### What to do
Repeat the records below exactly as they appear.
** Data in this exercise follows **
PR #347, opened 2022-02-18
Upgrade to latest latest monitoring chart minor versions

sophokles73:
Always use latest minor versions of Prometheus and Grafana charts.
Also split up ConfigMap containing Grafana dashboard definitions into
separate ConfigMaps, each containing a single dashboard definition as
recommended by the Grafana chart documentation.


sophokles73:

calohmn (approved):
LGTM

PR #350, opened 2022-02-25
Ditto: Replace enableDummyAuth by enablePreAuthentication

mladBlum:
ENABLE_DUMMY_AUTH was replaced by ENABLE_PRE_AUTHENTICATION.
You can see that here https://github.com/eclipse/ditto/blob/e25c34e044b2d4c0428874942fa75e078c74ce82/gateway/service/src/main/resources/gateway.conf

I replaced ENABLE_DUMMY_AUTH with ENABLE_PRE_AUTHENTICATION in the README.md, values.yaml and gateway-deployment.yaml accordingly.
I don't know if backward compatibility is required nether I found an easy way to introduce it because the env-variables would affect each other.

PR #351, opened 2022-02-25
Fix ditto nginx proxy_set_header spelling of X-Forwarded-User

mladBlum:


mladBlum:
chart version will be bumped after merge of https://github.com/eclipse/packages/pull/350

thjaeckle:
While you are at it, updating the chart version, could you please also update the Ditto version from 2.3.0 to 2.3.2?

mladBlum:
> While you are at it, updating the chart version, could you please also update the Ditto version from 2.3.0 to 2.3.2?

done.

thjaeckle (approved):
Good catch - I did not notice that typo yet.
Thx 👍

PR #353, opened 2022-03-08
Adjustment of Ditto and cloud2edge charts for Openshift deployment

stmaute:
Adjusted config of securityContext  for ditto when deployed into openshift cluster.
Added some profiles for Ditto, Hono and cloud2edge. 
Added template for Ditto Kafka connection;
Fixed some linting errors;


ctron:
Quite a big PR. I haven't tested it, but it looks good to me.

I think the security context stuff could be made more generic. It isn't an OpenShift specific thing. Some Kubernetes clusters requires specific user settings, while OpenShift dynamically assigns them (and requires that no override is set). As there already are "profiles", maybe re-use that and provide reasonable defaults for minikube, kind, openshift and let other users provide their own values? But just more improvement, feel free to ignore it.

sophokles73:
@stmaute thanks for the PR. Could we split up the PR into three separate PRs, e.g. one each for adjustments to the Hono, Ditto and c2e package charts resepectively? I assume that the changes made to the Hono and Ditto charts are meaningful on their own as well, aren't they? That way it would be a little easier to review and process the PRs.

stmaute:
@sophokles73 Sure I can split this PR into one for the adaptions of ditto and one for the extensions of the cloud2edge package.
I only added one profile to the Hono chart which is not worth a separate PR.

PR #355, opened 2022-03-11
Extend Cloud2edge package for openshift 

stmaute:
Add profile to deploy cloud2edge into an Openshift cluster.
Add another profile to run Eclipse Hono with Kafka based messaging.
Add kafka based connection for connecting Hono and Ditto.


stmaute:
@ctron I have tested the cloud2edge package in an Openshift cluster and everything works like expected.

packages/cloud2edge/profileKafkaMessaging.yaml
```diff
@@ -0,0 +1,21 @@
+#
+# Copyright (c) 2021 Contributors to the Eclipse Foundation
```
thjaeckle, line 2: The year should be the creation year, so 2022

packages/cloud2edge/profileOpenshift.yaml
```diff
@@ -0,0 +1,34 @@
+#
+# Copyright (c) 2021 Contributors to the Eclipse Foundation
```
thjaeckle, line 2: The year should be the creation year, so 2022

thjaeckle (changes requested):
Just a little change request regarding newly added files - the copyright header must include the creation year.

charts/hono/profileOpenshift.yaml
```diff
@@ -0,0 +1,25 @@
...
+  podSecurityContext:
+    enabled: false
+  containerSecurityContext:
+    enabled: false
+
+  zookeeper:
+    podSecurityContext:
+      enabled: false
+    containerSecurityContext:
+      enabled: false
```
sophokles73, line 25: missing EOL

packages/cloud2edge/profileOpenshift.yaml
```diff
@@ -0,0 +1,34 @@
...
+      containerSecurityContext:
+        enabled: false
+
+ditto:
+  ## OpenShift deployment
+  openshift:
+    enabled: true
+    ## OpenShift Routes
+    routes:
+      enabled: true
```
sophokles73, line 34: missing EOL

sophokles73 (changes requested):

stmaute:
@thjaeckle @sophokles73 Fixed the year and missing EOL in files.

charts/hono/profileOpenshift.yaml
```diff
@@ -0,0 +1,25 @@
...
```
sophokles73, line 25: this *profile* cannot actually be used when using `helm install` without unpacking the chart locally, can it?

stmaute: the profile can be used in combination with a released chart version.
You can use the profile with the -f option when installing the chart.
E.g. helm install -n hono -f profileOpenshift.yaml hono eclipse-iot/hono

sophokles73: Sure, however, I do not believe that you can use the `-f` switch with resources that are not on your local file system, i.e. using the switch would require to first download and unpack the Hono chart, or am I mistaken?

stmaute: Sure you would need the file locally to apply it with the install command.

sophokles73: Ok, so the c2e package chart does not rely on this file to be present, right?

thjaeckle (approved):

charts/hono/profileOpenshift.yaml
stmaute: No it doesn't. For c2e there is a separate profile file. Only added the hono profile file because didn't want to create a separate PR for one file :)

stmaute: @sophokles73 If there are no more open points? I would merge the PR.

PR #359, opened 2022-03-18
Remove egress from policyType for swaggerui-networkpolicy.yaml 

stmaute:
Because swagger ui definition is loaded from Github during start of container.


thjaeckle (approved):
LGTM 👍

PR #362, opened 2022-03-29
[#361] Remove obsolete PVC

### LINKED ISSUE #361: hono command router volume size in template is too small
The template of   hono service command router volume PVC shall not fixed in 1 Mi.
(packages/charts/hono/templates/hono-service-command-router/hono-service-command-router-pvc.)
As not ALL the kinds of the storage support such a small size.

For example, the NetApp FAS storages could create volumes not smaller than 1Gi.

-----------------
spec:
  accessModes:
  - ReadWriteOnce
  {{- with .Values.commandRouterService.storageClass }}
  storageClassName: {{ . | quote }}
  {{- end }}
  resources:
    requests:
      storage: **1Mi**

sophokles73:
The Command Router does not use a file backed embedded cache any more.
Thus, there is no reason to deploy a PVC.

Fixes #361


calohmn (approved):
LGTM

PR #363, opened 2022-04-08
Use HTTP scheme for health checks and probes

sophokles73:
Using the standard HTTP scheme will allow the chart to be used with Hono
2.0.0 container images as well. That is because Hono 2.0.0 uses SmallRye
Health to spin up an http server hosting the health check and readiness
endpoints and the http server's default configuration does not use HTTPS
and uses other configuration properties than Hono 1.x's custom rolled
health check server.

Using HTTP by default shouldn't be a big issue because the health check
server's endpoints are not exposed via k8s services anyway.

Also updated to Hono 1.12.2


calohmn (approved):
LGTM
** End of Data in this exercise **
### Written answer
PR #347, opened 2022-02-18
Upgrade to latest latest monitoring chart minor versions

sophokles73:
Always use latest minor versions of Prometheus and Grafana charts.
Also split up ConfigMap containing Grafana dashboard definitions into
separate ConfigMaps, each containing a single dashboard definition as
recommended by the Grafana chart documentation.


sophokles73:

calohmn (approved):
LGTM

PR #350, opened 2022-02-25
Ditto: Replace enableDummyAuth by enablePreAuthentication

mladBlum:
ENABLE_DUMMY_AUTH was replaced by ENABLE_PRE_AUTHENTICATION.
You can see that here https://github.com/eclipse/ditto/blob/e25c34e044b2d4c0428874942fa75e078c74ce82/gateway/service/src/main/resources/gateway.conf

I replaced ENABLE_DUMMY_AUTH with ENABLE_PRE_AUTHENTICATION in the README.md, values.yaml and gateway-deployment.yaml accordingly.
I don't know if backward compatibility is required nether I found an easy way to introduce it because the env-variables would affect each other.

PR #351, opened 2022-02-25
Fix ditto nginx proxy_set_header spelling of X-Forwarded-User

mladBlum:


mladBlum:
chart version will be bumped after merge of https://github.com/eclipse/packages/pull/350

thjaeckle:
While you are at it, updating the chart version, could you please also update the Ditto version from 2.3.0 to 2.3.2?

mladBlum:
> While you are at it, updating the chart version, could you please also update the Ditto version from 2.3.0 to 2.3.2?

done.

thjaeckle (approved):
Good catch - I did not notice that typo yet.
Thx 👍

PR #353, opened 2022-03-08
Adjustment of Ditto and cloud2edge charts for Openshift deployment

stmaute:
Adjusted config of securityContext  for ditto when deployed into openshift cluster.
Added some profiles for Ditto, Hono and cloud2edge. 
Added template for Ditto Kafka connection;
Fixed some linting errors;


ctron:
Quite a big PR. I haven't tested it, but it looks good to me.

I think the security context stuff could be made more generic. It isn't an OpenShift specific thing. Some Kubernetes clusters requires specific user settings, while OpenShift dynamically assigns them (and requires that no override is set). As there already are "profiles", maybe re-use that and provide reasonable defaults for minikube, kind, openshift and let other users provide their own values? But just more improvement, feel free to ignore it.

sophokles73:
@stmaute thanks for the PR. Could we split up the PR into three separate PRs, e.g. one each for adjustments to the Hono, Ditto and c2e package charts resepectively? I assume that the changes made to the Hono and Ditto charts are meaningful on their own as well, aren't they? That way it would be a little easier to review and process the PRs.

stmaute:
@sophokles73 Sure I can split this PR into one for the adaptions of ditto and one for the extensions of the cloud2edge package.
I only added one profile to the Hono chart which is not worth a separate PR.

PR #355, opened 2022-03-11
Extend Cloud2edge package for openshift 

stmaute:
Add profile to deploy cloud2edge into an Openshift cluster.
Add another profile to run Eclipse Hono with Kafka based messaging.
Add kafka based connection for connecting Hono and Ditto.


stmaute:
@ctron I have tested the cloud2edge package in an Openshift cluster and everything works like expected.

packages/cloud2edge/profileKafkaMessaging.yaml
```diff
@@ -0,0 +1,21 @@
+#
+# Copyright (c) 2021 Contributors to the Eclipse Foundation
```
thjaeckle, line 2: The year should be the creation year, so 2022

packages/cloud2edge/profileOpenshift.yaml
```diff
@@ -0,0 +1,34 @@
+#
+# Copyright (c) 2021 Contributors to the Eclipse Foundation
```
thjaeckle, line 2: The year should be the creation year, so 2022

thjaeckle (changes requested):
Just a little change request regarding newly added files - the copyright header must include the creation year.

charts/hono/profileOpenshift.yaml
```diff
@@ -0,0 +1,25 @@
...
+  podSecurityContext:
+    enabled: false
+  containerSecurityContext:
+    enabled: false
+
+  zookeeper:
+    podSecurityContext:
+      enabled: false
+    containerSecurityContext:
+      enabled: false
```
sophokles73, line 25: missing EOL

packages/cloud2edge/profileOpenshift.yaml
```diff
@@ -0,0 +1,34 @@
...
+      containerSecurityContext:
+        enabled: false
+
+ditto:
+  ## OpenShift deployment
+  openshift:
+    enabled: true
+    ## OpenShift Routes
+    routes:
+      enabled: true
```
sophokles73, line 34: missing EOL

sophokles73 (changes requested):

stmaute:
@thjaeckle @sophokles73 Fixed the year and missing EOL in files.

charts/hono/profileOpenshift.yaml
```diff
@@ -0,0 +1,25 @@
...
```
sophokles73, line 25: this *profile* cannot actually be used when using `helm install` without unpacking the chart locally, can it?

stmaute: the profile can be used in combination with a released chart version.
You can use the profile with the -f option when installing the chart.
E.g. helm install -n hono -f profileOpenshift.yaml hono eclipse-iot/hono

sophokles73: Sure, however, I do not believe that you can use the `-f` switch with resources that are not on your local file system, i.e. using the switch would require to first download and unpack the Hono chart, or am I mistaken?

stmaute: Sure you would need the file locally to apply it with the install command.

sophokles73: Ok, so the c2e package chart does not rely on this file to be present, right?

thjaeckle (approved):

charts/hono/profileOpenshift.yaml
stmaute: No it doesn't. For c2e there is a separate profile file. Only added the hono profile file because didn't want to create a separate PR for one file :)

stmaute: @sophokles73 If there are no more open points? I would merge the PR.

PR #359, opened 2022-03-18
Remove egress from policyType for swaggerui-networkpolicy.yaml 

stmaute:
Because swagger ui definition is loaded from Github during start of container.


thjaeckle (approved):
LGTM 👍

PR #362, opened 2022-03-29
[#361] Remove obsolete PVC

### LINKED ISSUE #361: hono command router volume size in template is too small
The template of   hono service command router volume PVC shall not fixed in 1 Mi.
(packages/charts/hono/templates/hono-service-command-router/hono-service-command-router-pvc.)
As not ALL the kinds of the storage support such a small size.

For example, the NetApp FAS storages could create volumes not smaller than 1Gi.

-----------------
spec:
  accessModes:
  - ReadWriteOnce
  {{- with .Values.commandRouterService.storageClass }}
  storageClassName: {{ . | quote }}
  {{- end }}
  resources:
    requests:
      storage: **1Mi**

sophokles73:
The Command Router does not use a file backed embedded cache any more.
Thus, there is no reason to deploy a PVC.

Fixes #361


calohmn (approved):
LGTM

PR #363, opened 2022-04-08
Use HTTP scheme for health checks and probes

sophokles73:
Using the standard HTTP scheme will allow the chart to be used with Hono
2.0.0 container images as well. That is because Hono 2.0.0 uses SmallRye
Health to spin up an http server hosting the health check and readiness
endpoints and the http server's default configuration does not use HTTPS
and uses other configuration properties than Hono 1.x's custom rolled
health check server.

Using HTTP by default shouldn't be a big issue because the health check
server's endpoints are not exposed via k8s services anyway.

Also updated to Hono 1.12.2


calohmn (approved):
LGTM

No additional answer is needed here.